Sun 1 Feb 2015
ELIZABETH DALY – Death and Letters. Dell/Murder Ink #21, paperback, 1981. First edition: Rinehart & Co., hardcover, 1950. Also: Mercury Mystery #165, digest-sized paperback, 1951. Berkley, paperback, 1963.
It’s nice to see some of Elizabeth Daly’s work back in print again. Her books are increasingly hard to find in used paperback shops, and the demand for them is high, as Carol Brener, the proprietress of Murder Ink [in part responsible for this line of paperbacks], most assuredly well knows.
And I’ve known it, too, for quite some time now, and yet I’ve never gotten around to reading anything by her until now. This book, written toward the end of Miss Daly’s writing career, was my introduction to Henry Gamadge, and do you know, from reading it I’m still not sure what it is exactly that he does for a living. Private eye work, apparently, but dealing primarily with bookish matters, perhaps?
Which certainly doubles the appeal to mystery fans, most of whom are collectors and savers of one sort or another.
In this case, a message via a crossword puzzle, and a Gamadgian response, with a little help from G.K. Chesterton, help spring a lady whose family has shut her up in her room as mentally incompetent. It seems she suspects something wrong about her husband’s “suicide.” One of the family knows for a fact there was. The others are merely afraid of scandal.
At first Daly’s storytelling methods seem rather dry and aloof, more British in tone than American, but the effect begins to diminish as the characters and the proceedings start to sort themselves out a bit. The quiet little climax/resolution only serves to reinforce the obvious statement. Here is the ultimate antithesis of the Mickey Spillane school of writing!
February 1st, 2015 at 5:52 pm
I read the occasional Daly and rather liked Gamadge. She wrote dry civilized books with a good mystery and detection and an attractive if very laid back hero.

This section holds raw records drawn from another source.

PR #1881, opened 2024-03-06
Resolve types issues in `coding`

jackgerrits:

This starts to add some typed dictionaries for message formats that are pervasive. We could reference the OpenAI types directly, but I feel having our own type makes any future deviations easier to handle

This PR also resolves all types issues in the coding module

## Checks


autogen/agentchat/conversable_agent.py
```diff
@@ -74,25 +78,24 @@ class ConversableAgent(LLMAgent):
...
+        system_message: str = "You are a helpful AI Assistant.",
         is_termination_msg: Optional[Callable[[Dict], bool]] = None,
-        max_consecutive_auto_reply: Optional[int] = None,
-        human_input_mode: Optional[str] = "TERMINATE",
-        function_map: Optional[Dict[str, Callable]] = None,
-        code_execution_config: Union[Dict, Literal[False]] = False,
+        max_consecutive_auto_reply: int = MAX_CONSECUTIVE_AUTO_REPLY,
+        human_input_mode: HumanInputMode = "TERMINATE",
+        function_map: Dict[str, Callable] = {},
+        code_execution_config: Union[CodeExecutionConfig, Literal[False]] = False,
```
qingyun-wu, line 86: I believe we need to make corresponding changes in docstr as well.

autogen/agentchat/conversable_agent.py
```diff
@@ -74,25 +78,24 @@ class ConversableAgent(LLMAgent):
...
         llm_config: Optional[Union[Dict, Literal[False]]] = None,
         default_auto_reply: Union[str, Dict] = "",
         description: Optional[str] = None,
     ):
         """
         Args:
             name (str): name of the agent.
-            system_message (str or list): system message for the ChatCompletion inference.
+            system_message (str): system message for the ChatCompletion inference.
```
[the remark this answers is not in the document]
jackgerrits: I believe it is a mistake. According to the API docs for the system message on openai it is not valid to supply a list there, it can only be a string

autogen/agentchat/conversable_agent.py
jackgerrits: We could change the docstring, but the existing docstring is still valid too since it is just a dictionary that allows for type checking

autogen/agentchat/conversable_agent.py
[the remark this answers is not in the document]
qingyun-wu: @BeibinLi can you confirm if list should be supported?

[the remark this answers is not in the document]
BeibinLi: No. It is not a mistake. For GPT-4V, it can take a list. For instance, if the system message contains an image, then it will be an array with 2-3 components, depends on the location of the image.

autogen/types.py
```diff
@@ -0,0 +1,17 @@
+from typing import Dict, Literal, TypedDict
+
+
+class UserMessageTextContentPart(TypedDict):
```
BeibinLi, line 4: Nice design. It will be compatible with C# and .NET implementations. Moreover, it can help us migrate away from OpenAI's formatting style.

However, we will need much more detailed documentation here to ensure that users are not confused.

autogen/agentchat/conversable_agent.py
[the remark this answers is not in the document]
jackgerrits: Can you link me to the docs for gptv?

autogen/types.py
jackgerrits: For the moment, this is formalizing in types what is already the case implicitly. I do agree that for it to make sense it'll need to be documented

autogen/agentchat/conversable_agent.py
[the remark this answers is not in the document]
jackgerrits: We had a chat and I understand the situation better. I am going to revert the system message change in this PR, I think it is important and should be tackled separately.

BeibinLi:
Quick question: Should we use `UserMessageTextContentPart` or `str` for text messages in the future? I've noticed that the message annotation from some functions is a union of `UserMessageTextContentPart` and `str`. Should we stick to one, or (be flexible) and support both?

autogen/coding/local_commandline_code_executor.py
```diff
@@ -193,12 +193,12 @@ def restart(self) -> None:
 
 # From stack overflow: https://stackoverflow.com/a/52087847/2214524
 class _DeprecatedClassMeta(type):
-    def __new__(cls, name, bases, classdict, *args, **kwargs):
+    def __new__(cls, name, bases, classdict, *args, **kwargs):  # type: ignore
```
davorrunje, line 196: I believe this should work:
```suggestion
    def __new__(cls, name, bases, classdict, *args, **kwargs) -> "_DeprecatedClassMeta":
```

autogen/coding/local_commandline_code_executor.py
```diff
@@ -232,14 +232,14 @@ def new(cls, *args, **kwargs):
...
-        return super().__new__(cls, name, fixed_bases, classdict, *args, **kwargs)
+        return super().__new__(cls, name, fixed_bases, classdict, *args, **kwargs)  # type: ignore
 
-    def __instancecheck__(cls, instance):
-        return any(cls.__subclasscheck__(c) for c in {type(instance), instance.__class__})
+    def __instancecheck__(cls, instance):  # type: ignore
+        return any(cls.__subclasscheck__(c) for c in {type(instance), instance.__class__})  # type: ignore
 
-    def __subclasscheck__(cls, subclass):
+    def __subclasscheck__(cls, subclass):  # type: ignore
```
davorrunje, line 242:
```suggestion
    def __subclasscheck__(cls, subclass) -> bool:
```

autogen/coding/docker_commandline_code_executor.py
```diff
@@ -24,8 +23,8 @@
     from typing_extensions import Self
 
 
-def _wait_for_ready(container: Container, timeout: int = 60, stop_time: int = 0.1) -> None:
-    elapsed_time = 0
+def _wait_for_ready(container: Any, timeout: int = 60, stop_time: float = 0.1) -> None:
```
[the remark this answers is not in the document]
jackgerrits: Docker-py doesn't provide type hints so we can't use the type

autogen/coding/local_commandline_code_executor.py
jackgerrits: I appreciate these suggestions but all the args would need types too. I opted to ignore these as it's a temporary class only used to provide the warning for a little bit. We'll remove it when we remove the old name. It wasn't even documented or anything so I don't think we will keep it around for long

jackgerrits:
> Quick question: Should we use `UserMessageTextContentPart` or `str` for text messages in the future? I've noticed that the message annotation from some functions is a union of `UserMessageTextContentPart` and `str`. Should we stick to one, or (be flexible) and support both?

This annotation was added for all of the functions that can handle both kinds. Both are valid and it depends on your use case. In reality most usages will just be `str` as `UserMessageTextContentPart` is for messages that include images.

jackgerrits:
After this is merged I'll continue working on making the message types clearer

jackgerrits:
I have removed changes to ConversableAgent as that is a larger conversation. @ekzhu could you take another look? I'd like to get the coding typing fixes in

davorrunje (approved):

jackgerrits:
@sonichi test failure was unrelated. Tracked here: https://github.com/microsoft/autogen/issues/1887

sonichi:
test failure is due to PR made in a fork.

jackgerrits:
Remade - #2055

PR #1901, opened 2024-03-07
Fix threading issue for logging

### LINKED ISSUE #1822: [Bug]: autogen.runtime_logging.start do not write the log into sqllite when using it in python with multiy thread
### Describe the bug

this is the error info:
[SqliteLogger] log_chat_completion error: SQLite objects created in a thread can only be used in that same thread. The object was created in thread id 13416 and this is thread id 21888.

### Steps to reproduce

_No response_

### Expected Behavior

we expect it can use in multy thread

### Screenshots and logs

image

### Additional Information

_No response_

cheng-tan:
- [x] Fix mypy errors for logging feature
- [x] Fix threading error for logging feature

## Related issue number
closes #1822

## Checks


jackgerrits (approved):

autogen/logger/sqlite_logger.py
```diff
@@ -4,45 +4,43 @@
...
         self.config = config
 
-    def start(self) -> str:
-        dbname = self.config["dbname"] if "dbname" in self.config else "logs.db"
-        this._session_id = str(uuid.uuid4())
-
         try:
-            self.con = sqlite3.connect(dbname)
+            self.dbname = self.config.get("dbname", "logs.db")
+            self.con = sqlite3.connect(self.dbname, check_same_thread=False, **kwargs)
```
ekzhu, line 36: Since this is part of the sqlite3's connection argument, it should be part of the `configs`, and user would specify `check_same_thread=False` when they start the logger. The connection object can be created using `sqlite3.connect(**config)`. 

What do you think? cc @jackgerrits

jackgerrits: Is it actually something that needs to be set by the end user though? 

Based on [the docs](https://docs.python.org/3/library/sqlite3.html#sqlite3.connect) if things are implemented correctly then setting to false is safe.

> If False, the connection may be accessed in multiple threads; write operations may need to be serialized by the user to avoid data corruption. 

@cheng-tan  Just want to make sure, do the updates you've done here make our usage thread safe?

ekzhu: Specifically, are the updates append-only? or is there any in-place updates?

ekzhu (approved):

PR #1928, opened 2024-03-09
Fix async a_initiate_chats

randombet:

TLDR. The bug is at https://github.com/microsoft/autogen/blob/main/autogen/agentchat/chat.py#L214
When I used await inside an '''async with condition block'' that's controlling access to a shared resource with an asyncio.Condition, the coroutine will pause at the await and yield control back to the event loop. This does not block the entire program; rather, it allows other coroutines to run while this one is waiting. 
However, the async with block will hold onto the condition's lock until the block is exited, which means other coroutines that want to acquire the condition (for example, to notify waiting coroutines that something has happened) will have to wait until the lock is released.

To fix the bug, the new approach is to use asyncio.Task to create a Task per chat. Chat Tasks will be executed once it is created. In detail, 

1. await sender.a_initiate_chat(**chat_info) is wrapped inside Task.
2. None dependent chats could execute concurrently.
3. "await" the prerequisite chat results before create the new chat when necessary.

## Checks


randombet:
try to recreate a new PR from upstream repo

PR #1938, opened 2024-03-10
Fix a initiate chats

randombet:
TLDR. The bug is at https://github.com/microsoft/autogen/blob/main/autogen/agentchat/chat.py#L214
When I used await inside an '''async with condition block'' that's controlling access to a shared resource with an asyncio.Condition, the coroutine will pause at the await and yield control back to the event loop. This does not block the entire program; rather, it allows other coroutines to run while this one is waiting.
However, the async with block will hold onto the condition's lock until the block is exited, which means other coroutines that want to acquire the condition (for example, to notify waiting coroutines that something has happened) will have to wait until the lock is released.

To fix the bug, the new approach is to use asyncio.Task to create a Task per chat. Chat Tasks will be executed once it is created. In detail,

await sender.a_initiate_chat(**chat_info) is wrapped inside Task.
None dependent chats could execute concurrently.
"await" the prerequisite chat results before create the new chat when necessary.

## Checks


sonichi:
test/agentchat/test_function_call.py::test_a_execute_function
  /home/runner/work/autogen/autogen/test/agentchat/test_function_call.py:156: RuntimeWarning: coroutine 'test_a_execute_function.<locals>.add_num' was never awaited
    assert user.execute_function(func_call=correct_args)***1***"content"*** != "15"

This may be a bug in the existing test.
@yenif @davorrunje for awareness.

notebook/agentchat_multi_task_async_chats.ipynb
```diff
@@ -27,13 +27,13 @@
...
    "cell_type": "code",
-   "execution_count": 6,
+   "execution_count": 1,
    "metadata": {},
    "outputs": [],
    "source": [
     "import autogen\n",
     "\n",
-    "config_list = autogen.config_list_from_json(env_or_file=\"OAI_CONFIG_LIST\")\n",
+    "config_list = autogen.config_list_from_json(env_or_file=\"../OAI_CONFIG_LIST\")\n",
```
sonichi, line 36: Please use the original path because we assume the file is under notebook/

randombet: Fixed

qingyun-wu (approved):
LGTM! Thanks!

PR #1946, opened 2024-03-10
improve validation of llm_config

### LINKED ISSUE #1863: Autogen llm_config error
Hi, when my version is `pyautogen==0.2.16` Autogen gives this error:

```terminal
ValueError: Please either set llm_config to False, or specify a non-empty 'model' either in 'llm_config' or in each config of 'config_list'.
``` 

But when i switch to the `pyautogen==0.2.2` version. It does not gives any error.

This is my llm_config:
```py
{'config_list': 
        [{
        'base_url': 'http://0.0.0.0:8053',
        'api_key': 'NULL'
    }],
    'cache_seed': 25}
```

And litellm runs on that port without any issues.

sonichi:

The current llm_config validation is too restricted and excludes valid configs like #1863

## Related issue number

close #1863

## Checks


sonichi:
@doganaktar could you test whether this PR solves your issue?

davorrunje (approved):

davorrunje:
@sonichi I fixed `test_register_for_llm_without_LLM()`

autogen/agentchat/conversable_agent.py
```diff
@@ -139,20 +140,14 @@ def __init__(
             else (lambda x: content_str(x.get("content")) == "TERMINATE")
         )
 
-        if llm_config is False:
+        if llm_config is False or llm_config is None and self.DEFAULT_CONFIG is None:
```
jackgerrits, line 143: When would DEFAULT_CONFIG not be None here?

autogen/agentchat/user_proxy_agent.py
```diff
@@ -70,7 +70,7 @@ def __init__(
                 - timeout (Optional, int): The maximum execution time in seconds.
                 - last_n_messages (Experimental, Optional, int): The number of messages to look back for code execution. Default to 1.
             default_auto_reply (str or dict or None): the default auto reply message when no code execution or llm based reply is generated.
-            llm_config (dict or False): llm inference configuration.
+            llm_config (dict or False or None): llm inference configuration.
```
jackgerrits, line 73: What is the difference between passing False and None?

sonichi: False: disable LLM
None: using self.DEFAULT_CONFIG
Does this make sense? I can add this to the docstr if it makes sense.

test/agentchat/test_conversable_agent.py
```diff
@@ -817,25 +817,29 @@ def exec_python(cell: Annotated[str, "Valid Python cell to execute."]) -> str:
```
olgavrou, line 818: should more test cases be added here where the default dict is not set to None?


Also, custom models don't need the `model` field and will fail unnecessarily if it is missing (another potential test case to be covered)

sonichi:
> @sonichi I fixed `test_register_for_llm_without_LLM()`

Thanks!

test/agentchat/test_conversable_agent.py
sonichi: Could you add one? OK to add in a separate PR.

olgavrou: won't it fail since the requirement is still that model is required?

sonichi: That requirement is removed in this PR.

jackgerrits:
Meta point here - this issue is an argument I would use for requiring the user to actually pass in the `ModelClient` they want to use into the constructor of `ConversableAgent`. We're trying to make a generic configuration scheme fit models with varying configuration requirements. 

What if instead it looked like:
```python
from autogen import AssistantAgent, DefaultModelClientFactory
import os

llm_config = {
    "config_list": [{"model": "gpt-4", "api_key": os.environ["OPENAI_API_KEY"]}],
}
model_client = DefaultModelClientFactory.create_from_config(llm_config)

assistant = AssistantAgent("assistant", model_client=model_client)
```

autogen/agentchat/user_proxy_agent.py
jackgerrits:
```
llm_config: Optional[Union[Dict, Literal[False]]] = ConversableAgent.DEFAULT_CONFIG,
```

autogen/agentchat/conversable_agent.py
jackgerrits: Is DEFAULT_CONFIG class or instance scoped? Either they'd have to subclass it or change it for all usages of the class. It doesn't feel very easy to understand

olgavrou:
> Meta point here - this issue is an argument I would use for requiring the user to actually pass in the `ModelClient` they want to use into the constructor of `ConversableAgent`. We're trying to make a generic configuration scheme fit models with varying configuration requirements.
> 
> What if instead it looked like:
> 
> ```python
> from autogen import AssistantAgent, DefaultModelClientFactory
> import os
> 
> llm_config = {
>     "config_list": [{"model": "gpt-4", "api_key": os.environ["OPENAI_API_KEY"]}],
> }
> model_client = DefaultModelClientFactory.create_from_config(llm_config)
> 
> assistant = AssistantAgent("assistant", model_client=model_client)
> ```

I am not opposed to having the model client passed in the constructor, I proposed this during the original design of the custom model feature and happy to have that be the case

autogen/agentchat/user_proxy_agent.py
sonichi: I guess a sentinel is better. I'm not used to it yet. I'm using None as a Sentinel.

sonichi:
> Meta point here - this issue is an argument I would use for requiring the user to actually pass in the `ModelClient` they want to use into the constructor of `ConversableAgent`. We're trying to make a generic configuration scheme fit models with varying configuration requirements.
> 
> What if instead it looked like:
> 
> ```python
> from autogen import AssistantAgent, DefaultModelClientFactory
> import os
> 
> llm_config = {
>     "config_list": [{"model": "gpt-4", "api_key": os.environ["OPENAI_API_KEY"]}],
> }
> model_client = DefaultModelClientFactory.create_from_config(llm_config)
> 
> assistant = AssistantAgent("assistant", model_client=model_client)
> ```

I'd like to keep user's code simple for now.

autogen/agentchat/user_proxy_agent.py
davorrunje: `None` is the preferred sentinel value unless it is a valid parameter value. If such cases, `object()` is used instead.

davorrunje: yes, this is confusing.

sonichi: I gave it another try to make None as a sentinel. None and False have different meanings: False means disabling llm, and None means using `self.DEFAULT_CONFIG`.

sonichi:
Merging for unblocking the release that many users demanded.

I don’t recall a lot of high points but I don’t recall any low points. This was a series that was always what I wanted it to be when I picked one up.
February 1st, 2015 at 7:10 pm
I’ve read one or two more in the series since this one, but I don’t remember which. The stories were all but interchangeable. Nothing stands out now for me to tell them apart.
There were 16 in all. The first was in 1940 when Daly was 62 years old. This one was next to last. The Book of the Crime was her final one; it came out in 1951.
It’s been a while since I read one. I’ll have to try another.
February 1st, 2015 at 7:19 pm
I meant to say something about the cover of Dell/Murder Ink series of paperbacks. The gimmick of the covers was that on the front was a jigsaw puzzle piece, taken from a scene from the book on the back cover.
I think the piece that was missing from the back cover may have illustrated a clue of some sort from the story, but I could easily be wrong about that. It was a theory of mine at the time, but I don’t remember ever checking it out to be sure.
February 1st, 2015 at 8:20 pm
I think you are right about the jigsaw puzzle clues. Remember Dell is also the Mapback and Key cover people.
I don’t disagree about Daly’s books being fairly interchangeable, but I read them as reliable time killers at a time I was devouring mystery novels like popcorn so I may have a more favorable view. I could finish a Daly novel in an hour and a half easily so my investment may not have been as great as a more careful reader.